*** Opening Task data ***

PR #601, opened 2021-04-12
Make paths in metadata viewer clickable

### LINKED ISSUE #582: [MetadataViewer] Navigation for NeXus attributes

*** Closing Task data ***
*** Opening Task data ***

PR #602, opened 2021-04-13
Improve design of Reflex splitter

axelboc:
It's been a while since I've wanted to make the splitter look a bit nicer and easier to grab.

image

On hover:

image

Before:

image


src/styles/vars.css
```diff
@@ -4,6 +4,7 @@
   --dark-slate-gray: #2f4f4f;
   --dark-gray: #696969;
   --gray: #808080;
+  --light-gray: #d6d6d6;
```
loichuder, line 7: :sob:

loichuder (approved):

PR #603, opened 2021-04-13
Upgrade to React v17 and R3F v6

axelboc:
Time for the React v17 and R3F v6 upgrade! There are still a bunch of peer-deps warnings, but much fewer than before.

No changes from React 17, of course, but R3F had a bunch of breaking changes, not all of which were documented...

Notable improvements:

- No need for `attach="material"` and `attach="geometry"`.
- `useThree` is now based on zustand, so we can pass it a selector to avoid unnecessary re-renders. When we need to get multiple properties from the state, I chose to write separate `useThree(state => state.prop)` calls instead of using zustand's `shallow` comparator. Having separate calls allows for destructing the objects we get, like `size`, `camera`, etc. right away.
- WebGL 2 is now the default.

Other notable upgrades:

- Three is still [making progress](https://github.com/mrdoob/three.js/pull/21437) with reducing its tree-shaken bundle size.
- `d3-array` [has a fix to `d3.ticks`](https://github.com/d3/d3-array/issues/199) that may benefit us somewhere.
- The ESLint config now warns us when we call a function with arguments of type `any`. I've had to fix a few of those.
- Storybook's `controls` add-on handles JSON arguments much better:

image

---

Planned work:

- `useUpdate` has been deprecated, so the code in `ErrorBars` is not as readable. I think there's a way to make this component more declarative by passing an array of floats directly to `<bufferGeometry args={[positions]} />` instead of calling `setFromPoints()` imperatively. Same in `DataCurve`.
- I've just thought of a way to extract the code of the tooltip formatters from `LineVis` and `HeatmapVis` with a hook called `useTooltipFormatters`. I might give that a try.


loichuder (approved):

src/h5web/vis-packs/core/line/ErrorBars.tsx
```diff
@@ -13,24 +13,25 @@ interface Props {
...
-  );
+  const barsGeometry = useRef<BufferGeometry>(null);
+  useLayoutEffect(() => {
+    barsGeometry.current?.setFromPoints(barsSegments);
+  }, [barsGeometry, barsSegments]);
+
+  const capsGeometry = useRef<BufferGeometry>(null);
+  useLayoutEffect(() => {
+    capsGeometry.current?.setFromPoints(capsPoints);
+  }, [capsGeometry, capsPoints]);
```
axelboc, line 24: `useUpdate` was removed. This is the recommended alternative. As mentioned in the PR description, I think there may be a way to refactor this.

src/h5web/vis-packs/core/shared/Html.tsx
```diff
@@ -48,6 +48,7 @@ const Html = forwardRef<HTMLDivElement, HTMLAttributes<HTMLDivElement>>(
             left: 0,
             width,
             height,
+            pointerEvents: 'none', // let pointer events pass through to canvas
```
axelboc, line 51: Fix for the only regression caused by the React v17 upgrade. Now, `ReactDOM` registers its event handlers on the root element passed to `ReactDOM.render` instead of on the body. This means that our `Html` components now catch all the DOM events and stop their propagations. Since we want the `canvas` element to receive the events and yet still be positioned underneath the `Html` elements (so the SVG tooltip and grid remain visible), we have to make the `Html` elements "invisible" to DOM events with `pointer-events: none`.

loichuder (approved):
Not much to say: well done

*** Closing Task data ***

## Task to carry out:
Return each line of the listing that holds the word "github".

## Task result:
- Three is still [making progress](https://github.com/mrdoob/three.js/pull/21437) with reducing its tree-shaken bundle size.
- `d3-array` [has a fix to `d3.ticks`](https://github.com/d3/d3-array/issues/199) that may benefit us somewhere.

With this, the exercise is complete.